第1部 各パネリストの個別報告における唐木氏の報告

  • タイトルには「安全の科学および先進技術の社会的影響評価」とあるが、時間の関係で前半の「安全の科学」に的を絞る。
  • 【リスクを取り扱うための、管理・評価・コミュニケーションの3要素について】*1
    • 行政と政治(政策決定者)がリスク管理を行う。費用対効果や国民感情などさまざまな要素について検討する必要がある。
    • リスク評価は科学(だけ)に基づく。評価した結果についての判断は国民とリスク管理者に一任。
    • リスクコミュニケーションが全体の透明性を確保する
    • ↑こういった全体について、学問の枠組みから支えていく。
  • 【リスク評価について】
    • リスク評価には不完全性がつきまとうが、不完全だからといって評価ができないわけではない。
    • リスク評価のために必要な科学というのは、それほど大きな(多岐にわたる?)ものではない。
    • 価値観や感情、経済面からリスク評価に影響を与えようとする圧力がある。
    • 政策決定者が責任をリスク評価者に負わせる風潮がある。米国産牛肉の全頭検査についてなど。
  • 放射線のリスク評価】
  • リスク評価の具体的な例として放射線について取り上げる。
    • 放射線影響研究所による原爆被爆者の身体部位ごとの発がん率、および原爆による寄与がどのくらいあるかを示すグラフを見せる)
    • (被曝量と発がん率の直線関係のグラフを見せて)高線量ではこの関係が成立するが、低線量でどうなるかはこの結果からはわからない。放影研は100mSV以下でどうなっているかは不明と結論している。

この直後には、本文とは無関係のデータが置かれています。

PR #1688, opened 2025-02-18
feat(history_migration): don't migrate post-merge headers and adding tests

morph-dev:
### What was wrong?

We decided that we don't want to migrate post-merge headers with proofs (this content was never gossiped, and our original encoding was wrong).

We were also missing tests for migration

### How was it fixed?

    • (直線関係に対して上下に幅を持つようなイメージ図を見せる)低線量での関係はわかっていないが、「最大限どの程度か」は分かっている。
    • ICRPはLNT仮説というのを唱えているが、これは「閾値がない」と考えれば/そういう風に考えようという、リスク管理のためのものである。

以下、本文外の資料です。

PR #1689, opened 2025-02-18
feat(beacon): load trusted block root from embedded file

ogenev:
### What was wrong?
To facilitate deployments and UX, on the last call we agreed to rely on an embedded trusted block root file as a fallback mechanism (if the user does not provide it via a `--trusted-block-root`  flag and if the beacon network is enabled).

### How was it fixed?
1. Embed a recent trusted block root into a file.
2. Load the embedded root as a fallback.

The trusted block root is:  [0x107ebc42ce260968c32fba62e2fa6c779f188a0a8c22db0d8afc75801c692fc7](https://beaconcha.in/slot/11094208).

### To-Do


Cargo.toml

  • (「長期的被曝の影響は急性被曝より少ないという研究結果がある」という内容のスライドがあったが、一瞬表示しただけで説明せず、即座に次のスライドに移った)
  • 20mSVとはどれだけの大きさのリスクなのかをイメージするには他のリスクと比較する必要がある。
    • 国立がん研究センターのリスク間の比較を引用して*2)100〜200mSVの被曝は野菜不足と一緒だとイメージすることが可能になる。
  • 放射線の対策を実施することで発生するリスクについても考える必要がある。
    • たとえば避難させることによるリスクは非常に大きなものである。どちらのリスクが大きいのか比較してリスクの総和を小さくする。
    • 高線量については線量だけでリスクを判断する必要があるのは当然だが、現状では原発労働者のみだと考えている。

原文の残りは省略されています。